I am working on performing image processing using Numpy, specifically a running standard deviation stretch. This reads in X number of columns, finds the Std. and performs a percentage linear stretch. It then iterates to the next "group" of columns and performs the same operations. The input image is a 1GB, 32-bit, single band raster which is taking quite a long time to process (hours). Below is the code.
I realize that I have 3 nested for loops which is, presumably where the bottleneck is occurring. If I process the image in "boxes", that is to say loading an array that is [500,500] and iterating through the image processing time is quite short.
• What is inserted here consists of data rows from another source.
PR #599, opened 2017-03-02
Infer is C++ now

jvillard:


_config.yml
```diff
@@ -1,9 +1,9 @@
 # Site settings
 permalink: /blog/:year/:month/:day/:title.html
 title: Infer
-tagline: A tool to detect bugs in Android and iOS apps before they ship
+tagline: A tool to detect bugs in Java and C/C++/Objective-C apps before they ship
```
akotulski: maybe not use `apps` anymore? We can run on library code without main()? In context of C++ this sound better, not sure about other languages
```
... detect bugs in Java and C/C++/Objective-C code before it ships
```

jvillard: Sounds good!

PR #458, opened 2020-01-23
[elasticsearch] set cpu request = cpu limit

jmlrt:

Related to https://github.com/elastic/helm-charts/issues/409#issuecomment-577583888

I think we can let cpu request to 100m in "workstation" examples like [docker-for-mac example](https://github.com/elastic/helm-charts/blob/b2d5d8640c/elasticsearch/examples/docker-for-mac/values.yaml#L11).

What about default values for [Filebeat](https://github.com/elastic/helm-charts/blob/b2d5d8640c/filebeat/values.yaml#L71-L76), [Metricbeat](https://github.com/elastic/helm-charts/blob/b2d5d8640c/metricbeat/values.yaml#L141-L146), [Kibana](https://github.com/elastic/helm-charts/blob/b2d5d8640c/kibana/values.yaml#L35-L40) and [Logstash](https://github.com/elastic/helm-charts/blob/b2d5d8640c/logstash/values.yaml#L48) should we also stay with the request=limit rule?


jmlrt:
jenkins test this please

jmlrt:
Upgrade test is failing when changing the cpu request: https://devops-ci.elastic.co/job/elastic+helm-charts+pull-request+integration-elasticsearch/254/ES_SUITE=upgrade,KUBERNETES_VERSION=1.13,label=docker&&virtual/

I'll investigate next week.

jmlrt:
jenkins test this please

jmlrt:
jenkins test this please

helpers/terraform/variables.tf
```diff
@@ -39,7 +39,7 @@ variable "additional_zones" {
 
 variable "machine_type" {
   description = "Machine type for the kubernetes nodes"
-  default     = "n1-standard-8"
+  default     = "custom-10-30720"
```
Crazybus: The fact that this increase is causing issues for our testing environment might be a sign that this should be announced as a breaking chance in the release notes. At least breaking for anybody using the current default resource limits.

jmlrt: In our testing environment we are deploying 21 Elasticsearch pods (7 scenarios x 3 nodes) per clusters and we can assume that the pod are never requiring more resources than set in requests resources during the tests.

This change cause resource needed for Elasticsearch pods grow from 2.1 CPU to 21 CPU in our testing environment.

IMHO standard usage is closer to 3 long running Elasticsearch pods per cluster which are consuming CPU and memory limits, so I'm not sure that the impact should be considered as a breaking change. WDYT?

Crazybus: The impact was big enough to cause us issues in our testing environment because of resource capacity. A 10x increase in the amount of CPUs requested by default could also cause issues for others too. For clusters with autoscaling enabled they might suddenly end up with 10 times the amount of Kubernetes node running after a version bump.

I don't think the change is big enough to avoid doing it, but I do think it would be nice to give all users a heads up including documentation for how to keep the existing configuration.

jmlrt: That sounds good to me, I'll merge the PR and will add a note in next release's changelog about this change and how to keep existing config.

jmlrt: @Crazybus notice added in https://github.com/elastic/helm-charts/pull/476/commits/293f0ec38fa00a74fd80c0beee3a67fc2c886f0e

Crazybus: Perfect thank you!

Unfortunately, camera error requires that I iterate in extremely long strips (52,000 x 4) (y,x) to avoid banding.
Any suggestions on speeding this up would be appreciated:
def box(dataset, outdataset, sampleSize, n):
quiet = 0
sample = sampleSize
#iterate over all of the bands
for j in xrange(1, dataset.RasterCount + 1): #1 based counter
band = dataset.GetRasterBand(j)
NDV = band.GetNoDataValue()
print "Processing band: " + str(j)
#define the interval at which blocks are created
intervalY = int(band.YSize/1)
intervalX = int(band.XSize/2000) #to be changed to sampleSize when working
#iterate through the rows
scanBlockCounter = 0
for i in xrange(0,band.YSize,intervalY):
#If the next i is going to fail due to the edge of the image/array
if i + (intervalY*2) < band.YSize:
numberRows = intervalY
else:
numberRows = band.YSize - i
for h in xrange(0,band.XSize, intervalX):
if h + (intervalX*2) < band.XSize:
numberColumns = intervalX
else:
numberColumns = band.XSize - h
scanBlock = band.ReadAsArray(h,i,numberColumns, numberRows).astype(numpy.float)
standardDeviation = numpy.std(scanBlock)
mean = numpy.mean(scanBlock)
newMin = mean - (standardDeviation * n)
newMax = mean + (standardDeviation * n)
outputBlock = ((scanBlock - newMin)/(newMax-newMin))*255
outRaster = outdataset.GetRasterBand(j).WriteArray(outputBlock,h,i)#array, xOffset, yOffset
scanBlockCounter = scanBlockCounter + 1
#print str(scanBlockCounter) + ": " + str(scanBlock.shape) + str(h)+ ", " + str(intervalX)
if numberColumns == band.XSize - h:
break
#update progress line
if not quiet:
gdal.TermProgress_nocb( (float(h+1) / band.YSize) )
Here is an update: Without using the profile module, as I did not want to start wrapping small sections of the code into functions I used a mix of print and exit statements to get a really rough idea about which lines were taking the most time. Luckily (and I do understand how lucky I was) one line was dragging everything down.
outRaster = outdataset.GetRasterBand(j).WriteArray(outputBlock,h,i)#array, xOffset, yOffset
It appears that GDAL is quite inefficient when opening the output file and writing out the array. With this in mind I decided to add my modified arrays "outBlock" to a python list, then write out chunks. Here is the segment that I changed:
The outputBlock was just modified ...
#Add the array to a list (tuple)
outputArrayList.append(outputBlock)
#Check the interval counter and if it is "time" write out the array
if len(outputArrayList) >= (intervalX * writeSize) or finisher == 1:
#Convert the tuple to a numpy array. Here we horizontally stack the tuple of arrays.
stacked = numpy.hstack(outputArrayList)
#Write out the array
outRaster = outdataset.GetRasterBand(j).WriteArray(stacked,xOffset,i)#array, xOffset, yOffset
xOffset = xOffset + (intervalX*(intervalX * writeSize))
#Cleanup to conserve memory
outputArrayList = list()
stacked = None
finisher=0
Finisher is simply a flag that handles the edges. It took a bit of time to figure out how to build an array from the list. In that, using numpy.array was creating a 3-d array (anyone care to explain why?) and write array requires a 2d array. Total processing time is now varying from just under 2 minutes to 5 minutes. Any idea why the range of times might exist?
Many thanks to everyone who posted! The next step is to really get into Numpy and learn about vectorization for additional optimization.
Answered as requested.
If you are IO bound, you should chunk your reads/writes. Try dumping ~500 MB of data to an ndarray, process it all, write it out and then grab the next ~500 MB. Make sure to reuse the ndarray.